◆ To do: Filter task. Return each line of the material that holds the string "archive".

◆ Record set:
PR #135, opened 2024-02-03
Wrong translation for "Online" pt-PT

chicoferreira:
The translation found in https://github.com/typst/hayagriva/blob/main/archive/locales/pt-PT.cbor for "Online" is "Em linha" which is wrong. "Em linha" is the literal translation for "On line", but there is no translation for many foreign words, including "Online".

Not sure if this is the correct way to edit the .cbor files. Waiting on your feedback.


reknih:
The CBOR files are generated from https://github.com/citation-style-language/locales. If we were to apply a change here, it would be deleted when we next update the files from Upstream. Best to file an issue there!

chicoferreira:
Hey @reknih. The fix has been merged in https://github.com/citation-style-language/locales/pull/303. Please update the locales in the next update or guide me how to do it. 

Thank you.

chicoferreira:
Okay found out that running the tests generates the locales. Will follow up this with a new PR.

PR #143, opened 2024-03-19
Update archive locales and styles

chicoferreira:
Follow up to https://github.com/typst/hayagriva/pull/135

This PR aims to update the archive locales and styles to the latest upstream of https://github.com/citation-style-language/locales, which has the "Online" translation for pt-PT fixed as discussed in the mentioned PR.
---
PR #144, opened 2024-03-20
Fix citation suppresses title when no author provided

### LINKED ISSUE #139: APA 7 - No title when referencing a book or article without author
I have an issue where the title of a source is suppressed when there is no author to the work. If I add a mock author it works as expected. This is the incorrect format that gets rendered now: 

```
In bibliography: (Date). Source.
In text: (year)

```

◆ Exercise result:
The translation found in https://github.com/typst/hayagriva/blob/main/archive/locales/pt-PT.cbor for "Online" is "Em linha" which is wrong. "Em linha" is the literal translation for "On line", but there is no translation for many foreign words, including "Online".
Update archive locales and styles
This PR aims to update the archive locales and styles to the latest upstream of https://github.com/citation-style-language/locales, which has the "Online" translation for pt-PT fixed as discussed in the mentioned PR.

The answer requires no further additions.